**Problem description:** Please count the lines in these records that contain "export" and give only that count.
+-------+
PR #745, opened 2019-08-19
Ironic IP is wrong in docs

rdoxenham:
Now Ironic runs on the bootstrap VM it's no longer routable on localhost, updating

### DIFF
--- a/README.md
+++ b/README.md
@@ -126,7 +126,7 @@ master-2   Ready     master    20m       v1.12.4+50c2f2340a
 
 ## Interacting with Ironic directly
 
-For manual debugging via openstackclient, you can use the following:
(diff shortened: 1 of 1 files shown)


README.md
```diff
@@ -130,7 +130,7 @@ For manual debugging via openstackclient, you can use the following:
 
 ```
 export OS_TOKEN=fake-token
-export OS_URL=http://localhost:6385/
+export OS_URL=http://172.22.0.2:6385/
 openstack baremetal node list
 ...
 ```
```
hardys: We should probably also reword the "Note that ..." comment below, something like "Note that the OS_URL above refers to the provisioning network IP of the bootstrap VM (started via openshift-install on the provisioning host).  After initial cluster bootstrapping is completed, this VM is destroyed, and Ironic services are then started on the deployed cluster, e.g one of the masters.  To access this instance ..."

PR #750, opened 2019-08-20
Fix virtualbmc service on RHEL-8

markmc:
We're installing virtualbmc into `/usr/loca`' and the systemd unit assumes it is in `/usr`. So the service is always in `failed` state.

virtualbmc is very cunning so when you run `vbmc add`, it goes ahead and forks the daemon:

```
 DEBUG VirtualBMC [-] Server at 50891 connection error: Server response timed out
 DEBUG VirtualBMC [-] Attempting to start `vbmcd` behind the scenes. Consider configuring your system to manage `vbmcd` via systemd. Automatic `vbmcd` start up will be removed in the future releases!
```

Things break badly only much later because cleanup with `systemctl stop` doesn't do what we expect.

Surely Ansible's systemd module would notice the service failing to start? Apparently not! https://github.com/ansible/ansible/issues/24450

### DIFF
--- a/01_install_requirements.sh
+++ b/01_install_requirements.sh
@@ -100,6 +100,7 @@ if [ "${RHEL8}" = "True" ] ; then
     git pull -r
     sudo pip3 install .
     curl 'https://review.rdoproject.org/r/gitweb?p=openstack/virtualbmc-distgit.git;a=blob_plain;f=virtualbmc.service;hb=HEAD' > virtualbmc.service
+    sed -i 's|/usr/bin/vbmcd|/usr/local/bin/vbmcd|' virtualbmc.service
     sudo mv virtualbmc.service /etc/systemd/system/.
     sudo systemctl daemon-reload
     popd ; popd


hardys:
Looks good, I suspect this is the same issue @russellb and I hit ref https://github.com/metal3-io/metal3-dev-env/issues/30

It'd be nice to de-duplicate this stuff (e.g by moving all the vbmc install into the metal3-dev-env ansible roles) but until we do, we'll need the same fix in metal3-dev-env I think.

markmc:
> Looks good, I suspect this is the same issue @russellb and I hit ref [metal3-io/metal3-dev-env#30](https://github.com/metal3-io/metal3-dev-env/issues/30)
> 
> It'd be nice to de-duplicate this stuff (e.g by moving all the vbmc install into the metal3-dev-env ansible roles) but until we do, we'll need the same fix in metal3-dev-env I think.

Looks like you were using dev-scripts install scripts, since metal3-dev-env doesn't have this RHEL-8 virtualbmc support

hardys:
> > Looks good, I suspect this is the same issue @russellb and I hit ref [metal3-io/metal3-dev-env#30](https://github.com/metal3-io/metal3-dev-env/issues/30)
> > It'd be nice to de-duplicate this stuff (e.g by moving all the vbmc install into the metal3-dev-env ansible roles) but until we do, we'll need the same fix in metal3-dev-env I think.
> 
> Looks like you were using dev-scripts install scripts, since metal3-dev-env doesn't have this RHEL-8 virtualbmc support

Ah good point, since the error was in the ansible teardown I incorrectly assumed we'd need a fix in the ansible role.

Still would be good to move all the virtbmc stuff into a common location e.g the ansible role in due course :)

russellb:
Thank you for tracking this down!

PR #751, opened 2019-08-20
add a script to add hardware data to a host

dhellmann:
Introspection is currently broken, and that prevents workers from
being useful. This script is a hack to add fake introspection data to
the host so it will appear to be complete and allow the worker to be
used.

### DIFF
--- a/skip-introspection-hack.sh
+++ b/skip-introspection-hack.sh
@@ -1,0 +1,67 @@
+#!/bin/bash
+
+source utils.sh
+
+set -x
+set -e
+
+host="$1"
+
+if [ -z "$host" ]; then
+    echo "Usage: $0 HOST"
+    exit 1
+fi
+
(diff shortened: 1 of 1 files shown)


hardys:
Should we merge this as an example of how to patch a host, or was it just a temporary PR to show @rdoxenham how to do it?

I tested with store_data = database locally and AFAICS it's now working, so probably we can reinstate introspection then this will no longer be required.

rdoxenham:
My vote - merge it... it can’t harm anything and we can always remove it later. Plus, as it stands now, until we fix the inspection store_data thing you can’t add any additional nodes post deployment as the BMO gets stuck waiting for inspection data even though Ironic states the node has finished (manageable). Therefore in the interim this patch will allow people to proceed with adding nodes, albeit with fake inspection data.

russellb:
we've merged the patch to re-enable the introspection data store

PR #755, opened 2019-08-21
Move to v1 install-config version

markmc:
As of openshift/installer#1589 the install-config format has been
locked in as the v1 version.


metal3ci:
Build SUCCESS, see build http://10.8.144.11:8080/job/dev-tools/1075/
+-------+
**Task result:** 3